Communication efficiency is central for pFL at scale. Approaches such as block-wise modular communication (FedMN), parameter masking and selective upload (FLAYER), or model stacking (pFL via stacking) minimize transmission overhead while supporting flexible, personalized aggregation (Wang et al., 2022, Chen et al., 10 Dec 2024, Cantu-Cervini, 16 Apr 2024). Many methods explicitly allow or encourage partial updates (e.g., only active module parameters or most significant layer updates), substantially reducing bandwidth and memory requirements per round.

Privacy is maintained via classical FL assumptions (no raw data sharing) and reinforced by privacy-preserving model sharing (e.g., using Differential Privacy–perturbed predictors in stacking (Cantu-Cervini, 16 Apr 2024)). PAC–Bayesian and Bayesian frameworks provide explicit uncertainty quantification, which is valuable for safety-critical and regulatory-sensitive applications (Boroujeni et al., 16 Jan 2024, Achituve et al., 2021).

Scalability is enhanced by architecture-level innovations (modular networks, multi-branch, block coordinate optimization with mirror descent) and efficient communal codebases such as PFLlib (Zhang et al., 2023).

6. Interpretability, Trustworthiness, and Future Directions

Recent advances—such as PPFL and personalized stacking—explicitly address model interpretability by representing each client’s preference as a membership vector over canonical models, directly revealing subgroup structure and relationships between clients (Di et al., 2023). Disentanglement approaches (e.g., FedDVA) factorize representations into shared and client-specific components, aiding both explainability and transfer to downstream tasks (Yan et al., 2023).

Open challenges remain, including:

Dynamic heterogeneity: evolving client distributions and tasks, addressable via generative replay, adaptive partitioning, or continual learning strategies (Tan et al., 2 Oct 2024, Saadati et al., 19 Jan 2025).
Adaptive, on-device selection of personalization degree and aggregation weights, potentially leveraging NAS or meta-learning.
Robust, scalable benchmarks and holistic metrics (not just accuracy, but communication cost, privacy risk, fairness).
Secure, fair, and incentivized federated frameworks for real-world deployment, possibly integrating blockchain or game theory concepts (Tan et al., 2021).

7. Cross-Disciplinary Applications and Benchmarking Resources

pFL methods have demonstrated practical success in domains such as healthcare (personalized predictive models under strict privacy budgets), mobile keyboard prediction, domain-adaptive visual recognition, and recommendation systems (Tan et al., 2021, Achituve et al., 2021). Tools like PFLlib enable reproducible comparison of over 25 pFL algorithms across modalities with privacy-preserving evaluation, facilitating progress and standardization in the community (Zhang et al., 2023).

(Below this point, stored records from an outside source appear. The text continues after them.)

Issue #10269, opened 2026-05-06
New worktree config menu item is clipped


moirahuang:
## Summary
The unified new-session/tab config menu is too narrow for the `New worktree config` entry, causing the label to be clipped in the menu.

## Problem
The horizontal width of the tab config/new-session menu does not accommodate the full `New worktree config` label. This makes the item look visually truncated even though it is a primary creation action in the menu.

## Expected behavior
The menu should be wide enough to show `New worktree config` without clipping or truncating the label.

## Actual behavior
`New worktree config` is clipped at the right edge of the menu in the visible UI.

## Reproduction steps or desired workflow
1. Open the new-session/tab config menu from the tab bar `+`/chevron menu.
2. Look at the `New worktree config` entry near the bottom of the menu.
3. Observe that the label is clipped because the menu width is too narrow.

## Artifacts

<img width="213" height="273" alt="Image" src="https://github.com/user-attachments/assets/84a133db-cd00-4e93-8a62-5e1ccb08a84f" />

## Warp version
v0.2026.05.05.21.36.dev_00

## Operating system
macOS 26.4.1 (25E253)

## Possible source references
- `app/src/workspace/view.rs:6057`: `unified_new_session_menu_items` builds the unified new-session menu used by the tab bar chevron and vertical tab bar `+` button.
- `app/src/workspace/view.rs:6215`: the `New worktree config` submenu item is added to the menu.
- `specs/APP-3886/PRODUCT.md:36`: product spec lists `New worktree config` as a top-level menu item in the tab config menu structure.

moirahuang:
My proposed implementation is to increase the width of the tab config menu just a bit, probably similar to the width of the vertical tab config menu

dhruvac29:
I can take this one. I’ll follow the proposed direction and update the unified tab config/new-session menu width to match the vertical tab config menu width so `New worktree config` is no longer clipped.

PR #10542, opened 2026-05-09
Fix New worktree config clipping in tab config menu

SagarSDagdu:
## Description
Fixes the clipping of `New worktree config` in the unified new-session/tab config menu opened from the horizontal tab-bar chevron.

The chevron variant used `MENU_DEFAULT_WIDTH` (186px) while the vertical-tab `+` variant already used 268px. Both branches render the same `unified_new_session_menu_items`, and 186px is too narrow for the longer label. Both variants now use 268px.

## Linked Issue
Fixes #10269
- [x] The linked issue is labeled `ready-to-implement`.
- [x] Where appropriate, screenshots or a short video of the implementation are included below (especially for user-visible or UI changes).

### Before
Screenshot 2026-05-09 at 8 40 24 AM

### After

Screenshot 2026-05-09 at 8 36 16 AM

## Testing
- `cargo check -p warp` passes.
- Local debug build (`cargo run -p warp --bin warp-oss`) launches; attached before/after screenshots of the chevron menu in horizontal-tab mode with `TabConfigs` enabled.

## Agent Mode
- [ ] Warp Agent Mode - This PR was created via Warp's AI Agent Mode

CHANGELOG-BUG-FIX: Fix `New worktree config` clipping in the tab-bar new-session menu.

PR #10799, opened 2026-05-13
refactor(workspace): clarify new-session submenu width constant + apply consistently

lonexreb:
## Description

`Menu::with_width()` on `Menu<A>` in `app/src/menu.rs:2122` sets the **`submenu_width`** field, not the main menu's own rendered width. The constant `NEW_SESSION_MENU_WIDTH` in `app/src/workspace/view.rs:1805` was misleadingly named — setting it does not affect the visible width of the dropdown shown when clicking the tab bar `+` chevron; only the width of nested submenus (e.g. the `Search repos` panel that opens off of `New worktree config`).

This PR:

1. Renames `NEW_SESSION_MENU_WIDTH` → `NEW_SESSION_SUBMENU_WIDTH` to accurately describe what the constant drives.
2. Expands the surrounding comment to call out the gotcha (`Menu::with_width` does not control the main menu's own width) and references the architectural follow-up (adding a `min_width` to `Menu` and plumbing it through `SubMenu::render` / the wrapping `ConstrainedBox`).
3. Applies `.with_width(NEW_SESSION_SUBMENU_WIDTH)` to the non-`ShellSelector` else branch as well, so submenus are 300 px wide regardless of feature flag state. Previously the else branch fell back to `DEFAULT_WIDTH = 186` from `Menu::new()`, producing a noticeably narrower submenu in OSS builds.

## Linked Issue

Refs #10269 — this PR explicitly does **not** close that issue. The visible `New worktree config` label clipping reported there lives in the main menu's own (content-sized) width, not the submenu width. Fixing it requires the Menu API enhancement described in the updated comment. I started down that path and confirmed the layout pipeline (`ConstrainedBox::with_width` + `SubMenu::render`'s outer wrapping) doesn't currently expose a hook for the main menu to honor a minimum width — that's a larger architectural change worth its own PR.

## Testing

- `cargo check --bin warp-oss --features gui` — clean
- `cargo test -p warp --lib test_unified_new_session_menu` — passes (existing tests for menu item presence/order still green; this change touches only the width constant and its application, not menu items themselves)
- Manual GUI verification on macOS: built locally, opened the tab bar `+` chevron, opened the `Search repos` submenu off `New worktree config`. Submenu width is now consistent at 300 px in both the `ShellSelector`-on and `ShellSelector`-off paths.

### Why no new unit test

The rename is a no-op for tests (the constant's value is unchanged for the `ShellSelector`-on path). The else-branch width application is a UI dimension change with the same testability constraints as the surrounding constants — there's no clean unit-test surface for "submenu renders at expected width" without standing up the layout pipeline. Existing `test_unified_new_session_menu_uses_new_worktree_config_label_and_order` / `test_unified_new_session_menu_includes_reopen_closed_session` continue to cover the menu's structural invariants.

- [x] I have manually tested my changes locally with `./script/run` (via `cargo build --bin warp-oss --features gui`).

### Screenshots / Videos

No user-visible visual change in the screenshots already attached to #10269 — that bug is upstream of this change. The behavior change here is for users with `FeatureFlag::ShellSelector` disabled (the OSS path), where the submenu now appears 300 px wide instead of 186 px, matching the experience users with `ShellSelector` enabled already get.

## Agent Mode

CHANGELOG-IMPROVEMENT: New-session submenus render at a consistent 300 px width regardless of the `ShellSelector` feature flag state.

### DIFF
--- a/app/src/workspace/view.rs
+++ b/app/src/workspace/view.rs
@@ -1797,17 +1797,22 @@ impl Workspace {
             me.handle_tab_right_click_menu_event(event, ctx);
         });
 
-        // Currently setting the width to 300 px as a middle ground that looks
-        // ok when the shells show the path to the executables, and when they
-        // don't. Going forward we may want to enhance the menu to allow for a
-        // `max_width` and `min_width` instead, so we can allow the menu to
-        // grow as needed.
-        const NEW_SESSION_MENU_WIDTH: f32 = 300.;
+        // Width applied to *submenus* of the new-session menu — `Menu::with_width`
+        // sets the `submenu_width` field rather than the main menu's own width
+        // (see `app/src/menu.rs` for the underlying field). The main menu's own
+        // width is content-sized, which is why the `New worktree config` submenu
+        // entry can clip — that requires a `min_width` plumbed through the Menu
+        // rendering pipeline. See #10269 for the original report and the comment
+        // below for the architectural follow-up.
+        //
+        // Going forward we may want to enhance the menu to allow for a `max_width`
+        // and `min_width` instead, so we can allow the menu to grow as needed.
+        const NEW_SESSION_SUBMENU_WIDTH: f32 = 300.;
         let new_session_menu = ctx.add_typed_action_view(|ctx| {
             if FeatureFlag::ShellSelector.is_enabled() {
                 let theme = Appearance::as_ref(ctx).theme();
                 Menu::new()
-                    .with_width(NEW_SESSION_MENU_WIDTH)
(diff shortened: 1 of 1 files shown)


lonexreb:
Closing this — I should have surveyed open PRs against #10269 before opening this. PR #10542 (already approved) is the real fix and lands the chevron menu width consistency at the right layer (`MENU_DEFAULT_WIDTH` vs `268` reconciliation across both menu variants, with a net code reduction).

The rename + comment-clarification in this PR was based on a misreading of which menu the user actually clicks from the tab bar; the architectural follow-up I referenced doesn't apply once #10542 lands. Apologies for the noise — thanks for the patience.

In sum, personalized federated learning encompasses a spectrum of algorithmic strategies at the intersection of optimization, architecture, information theory, and privacy. State-of-the-art methods combine modular modeling, adaptive dynamic personalization, Bayesian inference, and communication-efficient distributed optimization to address the inherent tension between generalization, personalization, resource constraints, and privacy present in real-world FL deployments. The discipline continues to advance rapidly, driven by the twin imperatives of rigor and practical utility.